The goal is to be able to stop the deployment process as soon as possible, often after the first crash, so that the newly released patch would never crash more than one or two servers out of all of the servers that run KernelCare across all of our customers.

This trickle down patch roll-out process with automated safety checks might take up to 12 hours to get to all the 100,000+ servers running KernelCare, but we believe it is the right decision as it will ensure that no customer will ever have widespread issues from released patches ever again and that multiple customers affected would be thing of the past.

We estimate it will take us about a month to implement the new deployment system. Until then, you may choose to use the delayed feed which ensures that your servers will receive patches 24 hours after the release.

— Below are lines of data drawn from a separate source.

PR #1719, opened 2026-09-03
fix(cuda): replace deprecated stream header

mbrobbel:
Replace deprecated `<cuda/stream_ref>` with `<cuda/stream>` to fix some include warnings.


ran-yuan-rui (approved):
LGTM.

PR #1725, opened 2026-09-07
perf(scan): project zero-column parquet scans to one narrow column

### LINKED ISSUE #1723: Zero-column Parquet scans are slower than expected
Sirius has a performance issue for zero-column Parquet scans such as `SELECT count(*)`.

Several comments in the codebase mention reading Parquet through cuDF with an empty column projection can hang. Sirius therefore [classifies empty and virtual-only column lists as unprojected](https://github.com/sirius-db/sirius/blob/404d1a0167982374ffcaae8e899651f16e50daf9/src/op/scan/scan_plan.cpp#L187-L210) and [clears projection for scans without physical data columns](https://github.com/sirius-db/sirius/blob/404d1a0167982374ffcaae8e899651f16e50daf9/src/op/scan/scan_plan.cpp#L305-L308).

The Parquet reader then [avoids calling set_column_names() with an empty list](https://github.com/sirius-db/sirius/blob/404d1a0167982374ffcaae8e899651f16e50daf9/src/op/scan/parquet_gpu_ingestible.cpp#L586-L595). Because the scan is unprojected, Sirius [accounts for every Parquet column](https://github.com/sirius-db/sirius/blob/404d1a0167982374ffcaae8e899651f16e50daf9/src/op/scan/parquet_gpu_ingestible.cpp#L928-L948), and the eventual [cudf::io::read_parquet call](https://github.com/sirius-db/sirius/blob/404d1a0167982374ffcaae8e899651f16e50daf9/src/op/scan/parquet_gpu_ingestible.cpp#L1085-L1089) reads and decodes them all.

With TPC-H SF100 `lineitem` as an example:

```
SELECT count(*) FROM lineitem;
-- ~ 4.5 seconds

SELECT count(*)
FROM lineitem
WHERE l_quantity > 0 AND l_quantity < 60;
-- ~ 0.1 seconds
```

Both queries return the same result because the filter has selectivity 1.0. However, the first query requires no physical columns and consequently reads all columns, while the second query projects only `l_quantity` for filter evaluation. This means extra I/O and GPU decoding for the otherwise simpler `count(*)` query.

ran-yuan-rui:
## Description

When a `count(*)` query reaches Sirius's parquet scan without requesting data columns, the scan currently reads and decodes every column just to obtain the row count. Queries that DuckDB already answers from metadata are unaffected.

This PR reads one **row-count carrier** instead: the narrowest fixed-width, non-partition column in the bind schema, ties resolved to the lowest schema position. The same choice applies to scans requesting only partition or virtual columns. cuDF cannot preserve a row count in a zero-column table, so at least one column must remain. The carrier is read as a data column with no output entry, the same shape as a pure-filter column, so output assembly and partition injection are unchanged. Selection uses decoded type width, not compressed size.

Files that lack the carrier column, or have no row groups to resolve it against, fall back to full-width reads. Fallback estimates use bind-type widths for matching fixed-width, non-partition top-level columns, and parquet metadata for the rest. The coalescer keeps projected and full-width files in separate splits. Schemas without an eligible fixed-width column keep the existing behavior.

Footer-only counting is outside this change. No configuration changes; `docs/super-sirius/scan.md` is updated.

To implement the delayed feed, add PREFIX=24h to /etc/sysconfig/kcare/kcare.conf

This is just the beginning of the work we have come up with during the night of thinking about this incident that affected some of our customers. We take this very seriously. It is our first such major incident since the launch of KernelCare nearly 3 years ago, and we will take every precaution to make sure it is our last. We will continue figuring out how we can prevent such issues in the future, and implement them one by one. This means re-allocating significant development resources from other projects and investing in new ways we test, deploy, automate, and gather feedback for the product.

We will also search for other novel ways to prevent such issues and we welcome any ideas you might have on what else we can do to further protect our customers.

Once again, please accept our sincerest apologies and be assured that we have a plan for preventing this from happening ever again.